In Taoism the five precepts constitute the basic code of ethics. The five basic precepts are: ‘no murdering’; ‘no stealing’; ‘no sexual misconduct’; ‘no false speech’; ‘no taking of intoxicants’. In Buddhism also there are five precepts, which constitute the basic Buddhist code of ethics. These five precepts are commitments to ‘abstain from harming living beings’, ‘stealing’, ‘sexual misconduct’, ‘lying’ and ‘intoxication’. 

There are five basic ‘pillars’ of Islam, which are; ‘the shahada (creed)’; ‘daily prayers ( salat)’; ‘almsgiving  (zakat)’; ‘fasting during Ramadan (sawm)’; and ‘the pilgrimage to Mecca (hajj) at least once in a lifetime’.  Muslims pray to Allah five times a day. In Shia Islam, the Panjetan or the five holy purified ones are the members of Muhammad's family: Muhammad, Ali, Fatima, Hasan, and Husayn [5].

In Hinduism _Vasant Panchami_ is a festival celebrating Saraswati, the goddess of Knowledge, music, and art. It is celebrated every year on the fifth day (Panchami) of the Indian month Magh (January-February), the first day of spring. _Nāg Panchamī_  is another festival during which religious Hindus in some parts of India worship either images of or live cobras on the fifth day after Amavasya of the month of Shraavana.

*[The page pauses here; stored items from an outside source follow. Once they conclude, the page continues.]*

PR #147, opened 2018-09-27
P.O.T. simulation for charm geometry

antonioiuliano2:
Similar macro as run_MufluxfixedTarget.py, which activates the volumes for the charm measurement instead of the ones for the muon flux measurement.

Moreover, needed to add a method in FixedTargetGenerator, that makes it look for charm target volume instead of the standard SHiP target. The charm target part is just as in Pythia8Generator.cxx.
If the method is not called, FixedTargetGenerator behaves as before.

Best regards,
Antonio


olantwin:
Could we not modify `run_MufluxfixedTarget.py` instead of creating a new macro?

antonioiuliano2:
> Could we not modify `run_MufluxfixedTarget.py` instead of creating a new macro?

Yes, I think we can. We can put similar conditions as python/charmDet_conf.py to distinguish the two cases. I will upload a draft by tonight.

ThomasRuf:
i planned to simplify mufluxfixedtarget. there is no need to instantiate all modules by hand, this can be done by just using the charmdet config file.

antonioiuliano2:
Thank you very much for the commit to MufluxfixedTarget, Thomas. This really simplifies the structure.
I have updated this branch and added the if condition for charm geometry.

muonShieldOptimization/run_MufluxfixedTarget.py
```diff
@@ -20,6 +20,7 @@
 npot  = 5E13
 nStart = 0
 
+CharmdetSetup = 0 # 1 charm cross section setup, 0 muonflux setup
```
olantwin: This is unnecessary. You should be able to use `args.CharmdetSetup` everywhere. You can also give `ap.add_argument` an optional `default=0` argument.

antonioiuliano2: Ok, I can edit that. I saw that the other arguments are always stored in an ancillary variable, so I just assumed that this was the standard policy.

olantwin: I think it's just inherited from the way `getopt` did it. I would recommend using the `default=` option to `add_argument` and using `args.SomeArgument` directly if the scope allows.

antonioiuliano2: I see, thank you for the explanation. I have changed this part as you suggested

olantwin: Thanks!

PR #149, opened 2018-09-28
Fix rpc digitisation verbosity, skip invalid strips instead of erroring out; some cosmetics.

olantwin:


olantwin:
Also just noticed another issue with the expansion if the TClonesArray (fixed in the last commit)

PR #156, opened 2018-10-02
splitcal classes

simoniel:
commit of only the splitcal C++ classes


ThomasRuf:
splitcalCluster.cxx/.h seems to be missing

PR #159, opened 2018-10-09
Adding nudet magnet field map

antonioiuliano2:
Inserted nudet magnet field map to FairShip files folder. Then added to the Main Spectrometer field in python/geomGeant4.py to create the global field.
Commented all the previously used uniform fields in charmdet/EmulsionMagnet.cxx

Best regards,
Antonio


ThomasRuf:
I am only wondering if instead of commenting the lines for a constant field, it would be more useful to add an option nutauWithConstField=False, and protect the lines with an If statement. In case, one wants to go back or compare.

olantwin:
I would agree. Either make it optional, or remove the old lines. Commenting the lines serves no purpose, as one can always go back to previous versions of the file thanks to git.

antonioiuliano2:
Thank you very much for your advices. I have added the option for the previous constant fields

ThomasRuf:
fixed it, will commit soon:
      withConstField = False
      if hasattr(shipGeo.EmuMagnet,'WithConstField'): withConstField = shipGeo.EmuMagnet.WithConstField
      if not withConstField:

              In Sikhism, also, number five is associated with several important aspects of the religion e.g. five Takhats, five banis of Nitnem, five Beloved Ones, five sacred Sikh Symbols - Panj Kakars (e.g. Kesh (unshorn hair), Kangha (the comb), Kara (the steel bracelet), Kachhehra (the soldiers shorts) and Kirpan (the sword)). Five Virtues (e.g. Sat (Truth), Santokh (Contentment), Daya (Compassion), Nimrata (Humility) and Pyare (Love)). Five Evils (Vikaar) (e.g. Kaam (Lust), Krodh (Anger), Lobh (Greed), Moh (Attachment), and Ahankaar (Ego)).

Even in ordinary life, number five has special significance as well. Human beings are blessed with five senses e.g. hearing, sight, touch, smell, and taste. There are five basic tastes: sweet, salty, sour, bitter and umami. Also almost all amphibians, reptiles & mammals, which have fingers or toes have five of them on each extremity. The Olympic Games’ symbol contains five interlocked rings. There are five permanent members with veto power in the United Nations Security Council. Also it was a committee of five members which drafted the US Declaration of Independence.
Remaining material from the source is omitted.